Date:
Thursday 18 September
Time:
10:30am – 12:30pm
Venue:
The CHR’s Iyatsiba Lab,
66 Greatmore Street, Woodstock
(enter via Regents St)
Lauren van der Rede is currently a Lecturer in the Department of English at Stellenbosch University, South Africa, and is the PI of the Perforated Memory research project.
Her research thinks the intersection of genocide and other forms of annihilatory violence, literary, cultural and memory studies, from and through Africa. She was previously a Next Generation Scholar of the DST-NRF Flagship for Critical Thought in African Humanities at the Centre for Humanities Research at the University of the Western Cape and recently completed her time as an A.W. Mellon BECHS-Africa Fellow, at the University of Ghana. Her work has been published in the Canadian Review of Comparative Literature, Kronos, and the edited volume Mnemonic Solidarity: Global Interventions.
About the talk
At once known for its beauty as the land of a thousand hills, and as a cite of a genocide which unfolded approximately 30 years ago. This tension is held in an uneasy entanglement of ruin and repair embodied by various national memorials to the genocide, such as the Murambi Genocide Memorial, the Ntarama Genocide Memorial and the Nyamata Genocide Memorial. These former churches and schools, in a gesture to stage a living with the genocide as historical trauma that textures still the social, when thought together, offer an itinerarary of what I am referring to as mnemossiduous practice. This paper takes as a focalizing example the Nyanza Genocide Memorial, which juxtaposes the ruin of the past with the work of repair in the present, and indeed the future.

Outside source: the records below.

PR #4, opened 2023-04-24
RSDK-2827 - board client wrapper & example

clintpurser:
Adds initial cut at client wrapper for board.

Also adding example board view to sample app.

Screenshot 2023-04-24 at 4 41 44 PM Screenshot 2023-04-24 at 4 41 46 PM

https://user-images.githubusercontent.com/22106496/234115723-d469984f-a5d9-4924-889c-615e38ac5478.MOV


example/viam_example_app/ios/Podfile.lock
```diff
@@ -51,4 +51,4 @@ SPEC CHECKSUMS:
 
 PODFILE CHECKSUM: 775997f741c536251164e3eacf6e34abf2eb7a17
 
-COCOAPODS: 1.12.0
+COCOAPODS: 1.12.1
```
clintpurser, line 54: `Drive by`: this was blocking me from building I think.

example/viam_example_app/pubspec.yaml
```diff
@@ -32,6 +32,7 @@ dependencies:
     sdk: flutter
   viam_sdk:
     path: ../../
+  flutter_webrtc: ^0.9.26
```
clintpurser, line 35: `Drive by`: this was stopping me from building, i think. Although it may have been with how I was trying to build.

lib/src/components/board/client.dart
```diff
@@ -0,0 +1,17 @@
+import 'package:grpc/grpc_connection_interface.dart';
+
+import '../../gen/component/board/v1/board.pbgrpc.dart';
+import '../../utils.dart';
+import 'board.dart';
+
+class BoardClient extends Board {
+  ClientChannelBase _channel;
```
clintpurser, line 8:
```suggestion
  ClientChannelBoard _channel;
```

clintpurser:
I just noticed some things I missed. Marking as draft...

example/viam_example_app/pubspec.yaml
njooma: this shouldn't be needed -- flutter_webrtc is included with he viam-sdk package

clintpurser: i'll take another look.

clintpurser: yup you're right, that was my mistake.

lib/src/components/board/board.dart
```diff
@@ -0,0 +1,25 @@
...
+
+  Future<void> setGPIO(String pin, bool high, {Map<String, dynamic>? extra});
+
+  // TODO: add rest of board methods
+
+  static ResourceName getResourceName(String name) {
+    return Board.subtype.getResourceName(name);
+  }
+
+  static Board fromRobot(RobotClient robot, String name) {
```
benjirewis, line 22: What's the point of this method? Can users just call [`getResource`](https://github.com/viamrobotics/viam-flutter-sdk/blob/main/lib/src/robot/client.dart#L73-L75) directly and provide the type? I'm worried we'll forget to implement this in every resource. If we want it for convenience, is there a way to assert at compile time that every extension of `Resource` implemented `getResourceName` and `fromRobot`?

benjirewis (commented):
know next-to-nothing about dart/flutter, but just a question

lib/src/components/board/board.dart
clintpurser: Great point. There are probably multiple ways to handle that enforcement, the first that comes to mind is moving the definition of this method to `Resource` and have each class that inherits override it. 

Are you ok if I handle addressing this concern and changing this pattern in a follow up PR?

benjirewis: > the first that comes to mind is moving the definition of this method to Resource and have each class that inherits override it.

that SGTM. And yeah feel free to address in follow-up PR.

benjirewis (dismissed):

lib/src/components/board/board.dart
```diff
@@ -0,0 +1,78 @@
...
+class BoardStatus {
+  final Map<String, int> analogs;
+  final Map<String, int> digitalInterrupts;
+
+  BoardStatus(this.analogs, this.digitalInterrupts);
+
+  factory BoardStatus.fromProto(common.BoardStatus pbBoardStatus) {
+    BoardStatus boardStatus = BoardStatus(Map<String, int>(), Map<String, int>());
+    pbBoardStatus.analogs.forEach((key, value) => boardStatus.analogs[key] = value.value);
+    pbBoardStatus.digitalInterrupts.forEach((key, value) => boardStatus.digitalInterrupts[key] = value.value.toInt());
```
clintpurser, line 15: in the TS SDK these values are mapped in the [client](https://github.com/viamrobotics/viam-typescript-sdk/blob/main/src/components/board/client.ts#L63-L71), I thought it was a little cleaner to do it here in the BoardStatus factory constructor. open to suggestions though.

lib/src/components/board/board.dart
```diff
@@ -0,0 +1,78 @@
...
+    return boardStatus;
+  }
+}
+
+enum ViamPowerMode {
```
clintpurser, line 20: Naming this just `PowerMode` caused some problems and i'd need to add a prefix which would be used in a lot of places in this file if I wanted to keep the naming consistent. I chose to call this `ViamPowerMode` instead, because the prefix felt heavy handed. Open to going the other route if this isn't a naming scheme we want to follow.

lib/src/components/board/board.dart
clintpurser, line 15: `boardStatus.digitalInterrupts[key] = value.value as int);`

was giving me problems here, throwing errors around casting for some reason. while digging around i discovered that `Int64` has a [toInt() method](https://pub.dev/documentation/fixnum/latest/fixnum/Int64/toInt.html) - this may be more preferable to use rather than casting ourselves. Something to think about, I will put up a follow up converting the code base to use this and that discussion can be continued there if need be.

lib/src/components/board/board.dart
benjirewis: What's the "naming problem"? Is there another variable called PowerMode?

benjirewis (dismissed):

lib/src/components/board/board.dart
```diff
@@ -0,0 +1,78 @@
...
+  Future<BoardStatus> status({Map<String, dynamic>? extra});
+
+  /// Set the high/low state of the given pin of a board.
+  Future<void> setGPIO(String pin, bool high, {Map<String, dynamic>? extra});
+
+  /// Get the high/low state of the given pin of a board.
+  Future<bool> getGPIO(String pin, {Map<String, dynamic>? extra});
+
+  /// Get the duty cycle of the given pin of a board.
+  Future<double> pWM(String pin, {Map<String, dynamic>? extra});
```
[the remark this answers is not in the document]
clintpurser: this is a good callout, I agree this is not very consistent with the use of `get` - I was following the naming in [board.pbgrpc.dart](https://github.com/viamrobotics/viam-flutter-sdk/blob/main/lib/src/gen/component/board/v1/board.pbgrpc.dart#L87-L143) It made sense to match what was provided by the protobuf spec, and I'm not sure how much the code ought to deviate from that.

lib/src/components/board/board.dart
clintpurser: I agree, it was confusing for me. I'm having some more ideas around this I want to dig into to understand 👀 - wondering if the `as int` was trying to caste more of the statement than what I wanted, but that is just a hunch.

lib/src/components/board/board.dart
clintpurser: this is the error btw https://dart.dev/tools/diagnostic-messages?utm_source=dartdev&utm_medium=redir&utm_id=diagcode&utm_content=ambiguous_import#ambiguous_import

It asks what might be at stake in reading Nyanza Genocide memorial as a text, constituted by encounter, for the question of repair. In a gesture toward attending to this, the reflections I offer are an attempt to abide by the literary as a mode of reading, Nyanza Genocide Memorial as a mnemonic marker of trauma that takes seriously assiduousness, and the lessons that these memorials offer in relation to the question of genocide.